Researchers from the University of Tübingen's Elis Institute, the University of Maryland, and Lawrence Livermore National Laboratory have developed a novel language model called Huginn. This model utilizes a recursive architecture, significantly enhancing its reasoning capabilities.

Unlike traditional models, Huginn doesn't require specialized "reasoning chain" training. Instead, it autonomously reasons within the neural network's "latent space" before outputting results.

Huginn was trained at a massive scale on the Frontier supercomputer using 4096 AMD GPUs. Its unique training method employs a variable number of computational iterations. The system randomly determines the number of times a computational module is repeated, allowing the model to better adapt to varying task complexities.

Robot Thinking

Image Source: AI-generated image, licensed through Midjourney

Tests show Huginn excels at mathematical and programming tasks, outperforming open-source models with significantly larger parameter scales and training datasets in benchmarks like GSM8k and MATH. Researchers observed that Huginn adjusts its computational depth based on task complexity and develops reasoning chains within the "latent space." Analysis reveals complex computational patterns forming in the "latent space," such as circular trajectories when solving math problems. This demonstrates Huginn's ability to autonomously learn and reason in novel ways.

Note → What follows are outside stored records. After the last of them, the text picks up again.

PR #315, opened 2015-07-14
Soletta meets JS v2

ricardotk:
DIfferences from v1:
    - start raising javascript exceptions in error cases
    - start comparing packet type pointers in `send_packet()`
    - remove useless `| 0` in `duk_def_prop()` flags
    - create auxiliary functions to process functions
    - use `strndupa()` instead of `sol_arena_strdup_slice()` in `create_js_type()`
    - small changes on samples


src/lib/flow/sol-flow-js.c
```diff
@@ -0,0 +1,1328 @@
...
+    duk_put_prop_string(mdata->duk_ctx, -2, "sendPacket");
+
+    duk_push_c_function(mdata->duk_ctx, send_error_packet, 2);
+    duk_put_prop_string(mdata->duk_ctx, -2, "sendErrorPacket");
+
+    /* From this point node JS object is always in the top of the stack. */
+    duk_get_prop_string(mdata->duk_ctx, -1, "node");
+
+    if (!setup_ports_methods(mdata->duk_ctx, type->ports_in.len, type->ports_out.len)) {
+        SOL_ERR("Failed to bla TODO: %s", duk_safe_to_string(mdata->duk_ctx, -1));
```
lpereira: :)

ricardotk: It was a test and you're approved! congratz (: :confetti_ball:

ricardotk:
sparsecheckout seems to be the best solution among the others, thanks @bdilly and @dorileo

ricardotk:
I changed to sparse checkout and added a MIT file about the license (required by legal), does anyone have more comments? I'll push it today if no other commentary shows up.

ricardotk:
v3 PR #346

While acknowledging that Huginn's absolute performance still needs improvement, researchers consider it a compelling proof-of-concept. With increased reasoning time and enhanced capabilities, large models employing Huginn's architecture could potentially replace traditional reasoning models. The team highlights that Huginn's approach may capture inexpressible reasoning types and plans future research exploring extensions like reinforcement learning to further boost model performance.